In the summer of one of those dry years, we had come back to my grandparents' cabin from an unsuccessful bit of hornpout fishing near the bridge to Stratton. It had started out well, until my dad shone a light under the bridge, revealing a rather large bat colony. My little sister and my mother were both bat-o-phobes, so this revelation ended that particular expedition.
We went back to my grandparents' (dad's side) cabin, in my dad's then new Saab 99, which was his pride and joy. Mom, my sister and I went inside. Dad apparently decided to scan the river and mud-plain with his high beams. Moments later, he yelled for my mother to come outside, there was something she just had to see.
Shortly after that, my mother came back inside, out of breath, shaking, and muttering "I am going to kill him." Mom is of Sicilian descent, so one can't take such statements overly lightly...
My dad came in a little after that, looking very sheepish, and just a wee bit scared of my mother.
My grandparents just looked perplexed.
Finally got the story, an hour or two later.
When my mother went outside, my father pointed out a bull moose, a couple hundred yards away, in the Saab's high beams. She thought it was something I should see, and wanted to call for me to come out, but my dad told her that would be a bad idea. She asked why, and he explained that there had been a cow with the bull (it was the rut season), and the cow had run when the lights had lit her up; the bull might be just a wee bit hostile.
Turned out to be a spot-on assessment. The bull suddenly charged toward the lights, and my parents.
Mom turned and ran for the cabin. Note: my grandparents were doing some renovations, including replacing the front steps. The old steps had been removed; the new ones were not yet installed; it was perhaps a 2.5ft leap up to the doorway, and my mother was not in top shape at this time.
Mom managed to leap up to the doorway, just in time to hear my dad yell for her to come back, quick! He had never closed the trunk of the Saab, which he had opened to remove the fishing gear, and now he couldn't see in order to back up and away from the bull moose.
My mother ran back and closed the trunk, at which point my dad drove off (not out of maliciousness; just every once in a while he does things without thinking...) The moose at this point was perhaps 50 yards away, and my mother was about equal parts terrified and furious. She made her second run for the cabin.
Just before reaching the door, she heard a loud crash, and some snapping wood. She made it inside, though.

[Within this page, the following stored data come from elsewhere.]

PR #3650, opened 2026-06-19
fix(mtp): Add StackOverflowException handling in MTP testrunner

richardwerkman:
fixes #3648 
relates to #3094
- The MTP runner now can handle mutations that cause a StackOverflowException. These mutants will be marked as `RuntimeError`.
- Fixes a performance issue where inter-process communication caused severer slowdown on large projects. Using `MemoryMappedFile` instead of a normal file fixes this issue while keeping results the same.

todo:

- [x] Integration tests
- [x] Update all reporters with new state
- [x] Fix performance issue

PR #3652, opened 2026-06-20
fix: Replace file read with a MemoryMapped file for performance win

richardwerkman:
Reduces testing time from 2 minutes to 20 seconds on project regex-parser.

Based on #3650 because I needed that fix to test this

image

todo:

- [ ] Investigate why there are more error results in this branch


richardwerkman:
I moved this into #3650 because it was merging together anyway..

PR #3674, opened 2026-06-29
feat: Add bail to MTP test runner

### LINKED ISSUE #3655: MTP stop testrun (bail) on first test failure
With vstest, we can stop a testrun when the first testcase fails. This saves runtime since we can mark the mutant killed without knowing the outcome of the other tests.

We should implement the same for MTP. It should be disabled when `--disable-bail` is passed, just like for vstest. That setting now does nothing with MTP.

**Additional context**
It might be as easy as setting a flag when starting the run. If not, it might be a bit complicated to implement. We'd have to listen to each testresult during the run and cancel manually. We don't have the setup for that yet.

richardwerkman:
closes #3655 and #3675

- Set `MinVerSkip` to true for improved compatibility.
- Send cancel RPC command when the first test failure result is received.

On first inspection this feature doesn't seem to do much on smaller projects. The tests are done before the cancel testrun command is received through RPC.

todo:

- [ ] Test on a larger project if the testrun actually cancels when the command is received, polly could be a good candidate


src/Stryker.Abstractions/Options/IStrykerOptions.cs
```diff
@@ -47,11 +47,7 @@ public interface IStrykerOptions
     string SinceTarget { get; init; }
     string SolutionPath { get; init; }
     string SourceProjectName { get; init; }
-    string TargetFramework { get; init; }
-    string TestCaseFilter { get; init; }
```
richardwerkman, line 51: Check if these options aren't used from the interface

src/Stryker.TestRunner.MicrosoftTestPlatform/MicrosoftTestingPlatformRunner.cs
```diff
@@ -158,7 +158,8 @@ private void WriteMutantIdToFile(int mutantId)
     {
         var envVars = new Dictionary<string, string?>
         {
-            ["STRYKER_MUTANT_FILE"] = _mutantFilePath
+            ["STRYKER_MUTANT_FILE"] = _mutantFilePath,
+            ["MinVerSkip"] = "true"
```
richardwerkman, line 162: This can be removed again

PR #3685, opened 2026-07-03
ci: Replace azure pipelines nightly integration tests with github workflows

rouke-broersma:


richardwerkman:
If I'm correct we now only use the azure pipeline for releasing. Which is fine, but now we don't have any verification in the release process that the package actually works. So I would prefer we move the release process to gh as well. Or do you think we can somehow verify the gh integration test succeeds when releasing in ado?

rouke-broersma:
Pull requests enforce running the integration tests on github, and since any code changes must go through a pull request all code changes are subject to integration tests.

PR #3694, opened 2026-07-07
fix(mutator): mutate implicit array creation expressions

### LINKED ISSUE #1024: Feature request: Mutate implicit array initializer

georgeglarson:
Following up on @dupdob's 2024 note that #1024 could restart once the SemanticModel plumbing landed (which it has). Opening as draft to get a read on the approach before pushing to merge.

`ArrayCreationMutator.ApplyMutations` switches on the node type and has no arm for `ImplicitArrayCreationExpressionSyntax`, so `new[]{1, 2}` is skipped entirely. `ShouldNotRemoveValuesFromImplicitArrayCreation` asserts the skip.

Adding an arm that resolves the element type via `semanticModel.GetTypeInfo(node).Type` (`IArrayTypeSymbol.ElementType`) and emits an explicit empty array gives the same mutant the explicit-array and stackalloc arms produce: `new[]{1, 2}` → `new int[]{ }`. Using `.Type` rather than `.ConvertedType`, since the conversion target (e.g. `IEnumerable<int>`) would emit mutants that don't compile.

One snag worth flagging. Building the replacement with the SyntaxFactory crashed Roslyn consistently: `IndexOutOfRangeException` in `Binder.ConvertAndBindArrayInitialization`, during target-type inference, in any position (argument, collection expression, local). Building it with `SyntaxFactory.ParseExpression` instead avoids it, and the mutant then applies everywhere. I couldn't shrink the crash to a standalone source repro (re-parsing the same source sidesteps it), so I haven't filed it upstream; happy to if it's useful.

Anonymous-type element arrays are skipped (`new[] { new { x = 1 } }`, nested in arrays or tuples too), since the element type can't be written explicitly.

Where it stands: new unit and orchestrator tests cover int, double, jagged, tuple, anonymous, and null-SemanticModel cases; two existing tests had fixtures shift and are updated; `Stryker.Core.UnitTest` is 1530/0. End-to-end on a two-file sample (`public static int[] FixedNumbers() => new[]{1, 2, 3};` plus a test asserting the value), Stryker produced 3 mutants, two of them `Array initializer mutation` on the implicit arrays, all killed.

Closes #1024.


richardwerkman:
Thanks for your contribution! Seems to be implemented correctly. It would be good to add this case to the integration test project. We have example code there which causes all kinds of mutations. Or maybe we already have an implicit array in [the constructs](https://github.com/stryker-mutator/stryker-net/tree/master/integrationtest/TargetProjects/NetCore/TargetProject/Constructs) (we'd have to check).

georgeglarson:
Good call. Implicit arrays were already in the Constructs (CSharp11 list patterns, CSharp12's `sequence`), so the new mutator was already firing on them. But none of those had a test asserting the values, so every mutant landed as NoCoverage.

Added a dedicated construct in CSharp3 (the C# 3.0 home for implicitly typed arrays) with a test that asserts the inferred elements, so the empty-array mutant is killed end-to-end. Refreshed the baselines for the scenarios that mutate TargetProject (Single, Multiple, Solution, and the MTP variants). NetFramework and WebApi targets have no implicit arrays, so they're untouched.

All ten netcore integration scenarios pass locally.

georgeglarson:
Added in the PR via commit 8460fb28 (`test(integration): cover implicit-array creation + refresh baselines`). The construct is at `TargetProject/Constructs/CSharp3.cs:12`:

```
public static int[] ImplicitArrayCreation() => new[] { 1, 2, 3 };
```

and `NetCoreTestProject.XUnit/Constructs.cs:22` asserts on it:

```
Assert.Equal(new[] { 1, 2, 3 }, CSharp3.ImplicitArrayCreation());
```

The empty-array mutant fails that assert, so it gets killed. A local run on the integration project confirms.

Happy to add a different case if you had one in mind, or anything else needed.

georgeglarson:
Reverting the 13 Jul master merge to get CI green again (back to the `bf8808da` tree). The mutator work was green at the prior merge and the red came in with the master merge, not with these changes. Filing a separate issue for the dep question.

georgeglarson:
Correction to my comment above: "the red came in with the master merge" isn't supported.

I retriggered on the reverted tree (no master-merge deps) and it still fails, on different platforms across runs (windows vs ubuntu on byte-identical source). So the red isn't tied to the master merge — I can't reproduce a stable result and don't know what's driving the variation.

See #3706. Apologies for the earlier framing.

PR #3785, opened 2026-08-17
Quick fix for the issue with duplicate test projects on master

dupdob:
This PR filters out any quasi-duplicate test project for a given mutable candidate. This can happen with multi-targeting test projects when two or more targets refer to the same target for the mutable projects. For illustration, Polly.Specs net8, net9 and net10 targets all refer to Polly net6

### DIFF
--- a/integration-tests.ps1
+++ b/integration-tests.ps1
@@ -51,9 +51,9 @@ function Run-Stryker {
   Push-Location $WorkingDirectory
   try {
     if ($effectiveArguments.Count -gt 0) {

A game warden friend of my grandfather's came by the next day, and checked out the tracks. He said it was a large bull, and that the crashing noise my mother had heard was the bull, apparently blinded by the Saab's lights, running head-first into a birch tree as it tried to make its way up the steep bank. Bark was skinned; pile of droppings was at the base of the tree; large hoof-prints indicated a moose staggering sideways away from the tree.
That moose had then walked down the mud-flat until it reached the community boat ramp; came up the ramp; and headed straight for my grandparents' cabin, where it (for some reason) attacked the outhouse.
My father spent several days apologizing. Over thirty years later, he still hasn't quite lived it down.
Sorry for the long post, guess I'll leave the bear story for some other time.